## Prompt:
Work out the number of lines that hold "tests" in the listing, and give that number with no other text.

## Information provided:
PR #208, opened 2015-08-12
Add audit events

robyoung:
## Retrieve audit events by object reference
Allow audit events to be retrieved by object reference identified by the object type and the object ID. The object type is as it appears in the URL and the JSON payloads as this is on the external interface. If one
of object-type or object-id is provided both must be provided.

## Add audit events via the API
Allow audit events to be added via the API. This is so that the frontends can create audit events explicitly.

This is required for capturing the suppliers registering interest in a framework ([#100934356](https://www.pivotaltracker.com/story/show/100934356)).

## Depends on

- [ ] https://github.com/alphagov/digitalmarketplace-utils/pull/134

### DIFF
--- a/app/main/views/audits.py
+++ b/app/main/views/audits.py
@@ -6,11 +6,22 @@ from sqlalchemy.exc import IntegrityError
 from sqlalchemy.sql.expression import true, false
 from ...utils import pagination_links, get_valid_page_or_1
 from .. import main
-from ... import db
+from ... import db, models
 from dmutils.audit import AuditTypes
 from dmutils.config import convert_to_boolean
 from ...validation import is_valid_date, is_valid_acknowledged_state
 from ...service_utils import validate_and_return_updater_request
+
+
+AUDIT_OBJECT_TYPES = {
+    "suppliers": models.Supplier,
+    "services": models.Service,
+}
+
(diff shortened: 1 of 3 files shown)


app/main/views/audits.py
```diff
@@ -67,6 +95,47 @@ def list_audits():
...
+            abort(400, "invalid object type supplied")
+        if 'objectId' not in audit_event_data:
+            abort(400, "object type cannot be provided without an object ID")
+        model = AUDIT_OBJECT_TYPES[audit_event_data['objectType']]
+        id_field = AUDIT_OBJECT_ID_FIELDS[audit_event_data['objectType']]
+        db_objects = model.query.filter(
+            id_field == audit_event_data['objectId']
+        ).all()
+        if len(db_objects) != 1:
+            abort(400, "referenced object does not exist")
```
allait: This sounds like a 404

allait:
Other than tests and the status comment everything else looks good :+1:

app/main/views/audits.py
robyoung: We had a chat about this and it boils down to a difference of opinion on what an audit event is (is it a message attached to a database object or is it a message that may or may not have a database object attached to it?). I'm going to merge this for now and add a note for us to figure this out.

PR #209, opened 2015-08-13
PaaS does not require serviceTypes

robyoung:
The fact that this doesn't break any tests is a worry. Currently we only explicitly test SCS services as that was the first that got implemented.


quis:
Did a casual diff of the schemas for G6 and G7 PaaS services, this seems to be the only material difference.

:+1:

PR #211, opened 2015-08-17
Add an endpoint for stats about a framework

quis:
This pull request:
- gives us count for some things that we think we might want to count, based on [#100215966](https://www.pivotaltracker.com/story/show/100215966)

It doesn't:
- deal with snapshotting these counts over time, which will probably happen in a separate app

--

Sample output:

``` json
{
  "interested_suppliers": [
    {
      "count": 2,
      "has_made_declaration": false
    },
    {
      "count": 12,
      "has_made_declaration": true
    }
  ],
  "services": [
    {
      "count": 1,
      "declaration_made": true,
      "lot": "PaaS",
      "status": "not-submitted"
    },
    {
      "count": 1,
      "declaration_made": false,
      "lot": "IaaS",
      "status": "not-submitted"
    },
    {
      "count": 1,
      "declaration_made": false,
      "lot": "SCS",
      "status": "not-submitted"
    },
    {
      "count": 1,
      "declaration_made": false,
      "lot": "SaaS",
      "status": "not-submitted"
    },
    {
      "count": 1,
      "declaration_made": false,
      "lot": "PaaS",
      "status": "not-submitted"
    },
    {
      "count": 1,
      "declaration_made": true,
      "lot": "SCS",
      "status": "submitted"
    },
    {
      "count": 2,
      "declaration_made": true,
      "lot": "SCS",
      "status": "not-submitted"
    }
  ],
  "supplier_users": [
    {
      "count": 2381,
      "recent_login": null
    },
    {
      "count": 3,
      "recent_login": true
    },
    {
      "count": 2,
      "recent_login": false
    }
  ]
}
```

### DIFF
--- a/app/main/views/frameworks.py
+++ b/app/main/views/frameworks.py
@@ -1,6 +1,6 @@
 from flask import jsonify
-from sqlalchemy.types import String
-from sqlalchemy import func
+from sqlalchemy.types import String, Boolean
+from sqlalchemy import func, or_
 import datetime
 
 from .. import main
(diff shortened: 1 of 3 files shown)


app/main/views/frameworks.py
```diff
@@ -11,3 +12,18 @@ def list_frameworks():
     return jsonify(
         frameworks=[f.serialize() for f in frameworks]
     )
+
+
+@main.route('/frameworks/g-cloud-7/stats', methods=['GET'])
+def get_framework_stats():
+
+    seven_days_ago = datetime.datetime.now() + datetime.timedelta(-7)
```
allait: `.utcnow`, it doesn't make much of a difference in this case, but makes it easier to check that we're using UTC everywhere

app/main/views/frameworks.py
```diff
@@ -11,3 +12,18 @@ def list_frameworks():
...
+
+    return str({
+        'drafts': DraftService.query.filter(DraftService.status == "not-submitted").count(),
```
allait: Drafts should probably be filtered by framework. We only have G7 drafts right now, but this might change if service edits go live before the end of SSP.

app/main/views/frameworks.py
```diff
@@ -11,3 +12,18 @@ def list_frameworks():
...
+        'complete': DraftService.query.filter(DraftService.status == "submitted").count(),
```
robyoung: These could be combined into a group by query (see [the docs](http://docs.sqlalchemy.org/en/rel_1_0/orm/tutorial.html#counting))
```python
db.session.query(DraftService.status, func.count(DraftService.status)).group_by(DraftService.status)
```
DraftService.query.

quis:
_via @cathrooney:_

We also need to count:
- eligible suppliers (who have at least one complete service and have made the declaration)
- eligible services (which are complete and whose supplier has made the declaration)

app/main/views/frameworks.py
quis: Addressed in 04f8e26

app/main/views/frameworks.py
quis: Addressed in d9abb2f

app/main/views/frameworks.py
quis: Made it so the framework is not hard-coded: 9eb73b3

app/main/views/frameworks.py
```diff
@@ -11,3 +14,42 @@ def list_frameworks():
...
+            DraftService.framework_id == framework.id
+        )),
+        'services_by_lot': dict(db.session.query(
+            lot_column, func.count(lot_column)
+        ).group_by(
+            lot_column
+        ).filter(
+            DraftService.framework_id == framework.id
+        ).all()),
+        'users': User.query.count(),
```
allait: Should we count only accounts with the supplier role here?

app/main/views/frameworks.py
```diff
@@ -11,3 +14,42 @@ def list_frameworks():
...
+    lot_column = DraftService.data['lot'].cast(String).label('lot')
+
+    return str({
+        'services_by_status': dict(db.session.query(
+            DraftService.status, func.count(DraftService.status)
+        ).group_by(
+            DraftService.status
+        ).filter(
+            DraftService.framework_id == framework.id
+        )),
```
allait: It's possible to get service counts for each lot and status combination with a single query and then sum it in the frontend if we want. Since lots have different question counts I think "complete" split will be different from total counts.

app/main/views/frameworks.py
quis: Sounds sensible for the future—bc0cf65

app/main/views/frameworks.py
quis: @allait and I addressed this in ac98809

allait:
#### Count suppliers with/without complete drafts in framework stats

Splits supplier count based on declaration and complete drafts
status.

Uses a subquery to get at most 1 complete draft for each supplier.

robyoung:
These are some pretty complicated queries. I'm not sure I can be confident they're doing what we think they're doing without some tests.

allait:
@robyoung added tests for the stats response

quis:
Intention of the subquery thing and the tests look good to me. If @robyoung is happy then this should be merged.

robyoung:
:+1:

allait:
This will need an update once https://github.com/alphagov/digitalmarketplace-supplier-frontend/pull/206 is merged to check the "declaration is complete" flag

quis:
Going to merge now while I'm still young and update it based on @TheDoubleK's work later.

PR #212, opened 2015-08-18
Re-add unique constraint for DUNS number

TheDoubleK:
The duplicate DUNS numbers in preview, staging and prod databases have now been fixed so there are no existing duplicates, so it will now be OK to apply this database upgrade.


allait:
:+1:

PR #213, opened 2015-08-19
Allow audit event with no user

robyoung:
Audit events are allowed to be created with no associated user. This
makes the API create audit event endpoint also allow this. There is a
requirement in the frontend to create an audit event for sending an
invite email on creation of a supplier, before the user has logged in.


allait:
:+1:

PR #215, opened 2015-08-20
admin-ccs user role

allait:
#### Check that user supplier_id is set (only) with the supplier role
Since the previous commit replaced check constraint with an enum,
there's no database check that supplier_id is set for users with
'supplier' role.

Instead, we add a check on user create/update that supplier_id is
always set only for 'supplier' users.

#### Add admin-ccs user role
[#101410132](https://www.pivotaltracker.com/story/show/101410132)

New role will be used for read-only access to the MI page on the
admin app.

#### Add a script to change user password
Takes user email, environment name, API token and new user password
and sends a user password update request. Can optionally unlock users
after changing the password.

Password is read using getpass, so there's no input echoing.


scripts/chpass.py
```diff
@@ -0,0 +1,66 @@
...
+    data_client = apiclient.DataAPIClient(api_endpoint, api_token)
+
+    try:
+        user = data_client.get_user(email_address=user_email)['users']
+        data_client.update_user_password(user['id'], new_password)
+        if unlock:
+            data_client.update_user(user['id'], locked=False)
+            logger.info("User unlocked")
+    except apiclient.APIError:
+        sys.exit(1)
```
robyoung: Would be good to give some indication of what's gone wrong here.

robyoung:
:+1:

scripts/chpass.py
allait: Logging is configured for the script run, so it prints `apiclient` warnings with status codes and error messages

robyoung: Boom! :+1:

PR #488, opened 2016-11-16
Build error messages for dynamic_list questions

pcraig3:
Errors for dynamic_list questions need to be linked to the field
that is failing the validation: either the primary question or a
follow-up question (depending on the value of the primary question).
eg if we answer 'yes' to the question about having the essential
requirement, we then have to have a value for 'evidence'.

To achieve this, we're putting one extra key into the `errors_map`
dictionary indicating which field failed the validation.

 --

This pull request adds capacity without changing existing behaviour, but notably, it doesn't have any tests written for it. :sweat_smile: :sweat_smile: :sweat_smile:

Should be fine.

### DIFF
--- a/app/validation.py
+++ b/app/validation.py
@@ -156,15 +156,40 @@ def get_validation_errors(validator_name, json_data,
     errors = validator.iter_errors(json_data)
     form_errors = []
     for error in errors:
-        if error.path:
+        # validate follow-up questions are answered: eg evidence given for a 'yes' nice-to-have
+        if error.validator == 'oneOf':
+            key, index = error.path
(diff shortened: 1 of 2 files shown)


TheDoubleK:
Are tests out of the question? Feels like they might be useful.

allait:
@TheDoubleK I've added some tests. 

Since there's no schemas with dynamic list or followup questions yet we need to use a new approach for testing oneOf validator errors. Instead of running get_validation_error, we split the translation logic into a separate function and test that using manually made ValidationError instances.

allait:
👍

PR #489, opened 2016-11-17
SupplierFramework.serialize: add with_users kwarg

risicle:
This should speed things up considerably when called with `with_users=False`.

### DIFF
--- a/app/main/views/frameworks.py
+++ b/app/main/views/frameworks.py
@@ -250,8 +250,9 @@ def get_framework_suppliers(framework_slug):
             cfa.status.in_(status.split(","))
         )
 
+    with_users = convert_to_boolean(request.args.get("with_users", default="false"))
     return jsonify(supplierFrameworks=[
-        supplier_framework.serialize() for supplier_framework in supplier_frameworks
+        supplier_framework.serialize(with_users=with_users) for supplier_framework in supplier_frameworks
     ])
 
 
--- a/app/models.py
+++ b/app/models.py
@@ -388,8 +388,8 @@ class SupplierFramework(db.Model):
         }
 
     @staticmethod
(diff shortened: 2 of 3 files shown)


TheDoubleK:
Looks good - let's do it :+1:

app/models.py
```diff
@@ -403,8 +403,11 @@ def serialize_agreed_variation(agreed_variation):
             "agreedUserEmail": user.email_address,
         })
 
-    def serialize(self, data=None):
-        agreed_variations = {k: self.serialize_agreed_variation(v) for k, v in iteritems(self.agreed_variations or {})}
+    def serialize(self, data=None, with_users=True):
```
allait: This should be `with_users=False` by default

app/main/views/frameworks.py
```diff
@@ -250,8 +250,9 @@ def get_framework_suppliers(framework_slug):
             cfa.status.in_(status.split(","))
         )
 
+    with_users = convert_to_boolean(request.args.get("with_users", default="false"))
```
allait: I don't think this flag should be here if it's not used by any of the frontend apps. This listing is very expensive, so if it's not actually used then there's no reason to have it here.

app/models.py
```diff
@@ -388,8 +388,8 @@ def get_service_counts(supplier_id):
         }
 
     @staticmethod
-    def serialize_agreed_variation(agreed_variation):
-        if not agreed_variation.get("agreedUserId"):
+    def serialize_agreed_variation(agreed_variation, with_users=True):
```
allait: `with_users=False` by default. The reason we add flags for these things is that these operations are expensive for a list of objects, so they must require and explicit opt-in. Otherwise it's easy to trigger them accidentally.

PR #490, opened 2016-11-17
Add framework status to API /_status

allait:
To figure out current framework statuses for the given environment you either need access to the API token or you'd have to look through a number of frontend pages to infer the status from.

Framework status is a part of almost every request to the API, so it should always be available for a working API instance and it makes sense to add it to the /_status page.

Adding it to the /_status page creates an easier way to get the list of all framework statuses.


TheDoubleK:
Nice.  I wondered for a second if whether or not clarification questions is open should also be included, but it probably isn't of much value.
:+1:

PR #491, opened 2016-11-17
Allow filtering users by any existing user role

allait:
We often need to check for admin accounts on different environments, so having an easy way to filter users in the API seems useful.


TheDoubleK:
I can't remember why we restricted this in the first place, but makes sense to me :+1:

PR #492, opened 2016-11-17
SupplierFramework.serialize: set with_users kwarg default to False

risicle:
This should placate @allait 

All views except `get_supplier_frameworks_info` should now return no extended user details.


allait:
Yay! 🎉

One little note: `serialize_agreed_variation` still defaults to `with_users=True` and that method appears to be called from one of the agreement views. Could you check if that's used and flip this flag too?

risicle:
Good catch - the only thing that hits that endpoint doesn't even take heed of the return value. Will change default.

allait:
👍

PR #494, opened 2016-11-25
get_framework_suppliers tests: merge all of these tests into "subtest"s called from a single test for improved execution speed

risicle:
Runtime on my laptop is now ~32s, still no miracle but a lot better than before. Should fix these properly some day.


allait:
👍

## Response:
9